PR #173, opened 2021-04-14
More /processes route notes and clarifications.

jander-msft:
Fix authentication.md links.

### DIFF
--- a/documentation/api/pidvsuid.md
+++ b/documentation/api/pidvsuid.md
@@ -1,0 +1,10 @@
+# Process ID `pid` vs Unique ID `uid`
+
+Many of the HTTP routes allow specifying either the process ID `pid` or the unique ID `uid`. Which one to use depends on the target process and the environment in which the process is running.
+
+The `uid` value of a process is guaranteed to be unique, regardless of environment, as long is the application is running on .NET 5+. Applications running on .NET Core 3.1 will have an empty value of `00000000-0000-0000-0000-000000000000` for `uid`.
+
+Recommendations:
+- For applications running on .NET 5+, use the `uid` parameter. This is especially beneficial when running in Docker or Kubernetes, since containerized .NET applications within the same pod will likely report process IDs of 1.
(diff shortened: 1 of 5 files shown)


documentation/api/pidvsuid.md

━━━━━━━━

→ **What to produce**: Transcribe all of the entries without altering anything.

→ **Written solution**:
PR #173, opened 2021-04-14
More /processes route notes and clarifications.

jander-msft:
Fix authentication.md links.

### DIFF
--- a/documentation/api/pidvsuid.md
+++ b/documentation/api/pidvsuid.md
@@ -1,0 +1,10 @@
+# Process ID `pid` vs Unique ID `uid`
+
+Many of the HTTP routes allow specifying either the process ID `pid` or the unique ID `uid`. Which one to use depends on the target process and the environment in which the process is running.
+
+The `uid` value of a process is guaranteed to be unique, regardless of environment, as long is the application is running on .NET 5+. Applications running on .NET Core 3.1 will have an empty value of `00000000-0000-0000-0000-000000000000` for `uid`.
+
+Recommendations:
+- For applications running on .NET 5+, use the `uid` parameter. This is especially beneficial when running in Docker or Kubernetes, since containerized .NET applications within the same pod will likely report process IDs of 1.
(diff shortened: 1 of 5 files shown)


documentation/api/pidvsuid.md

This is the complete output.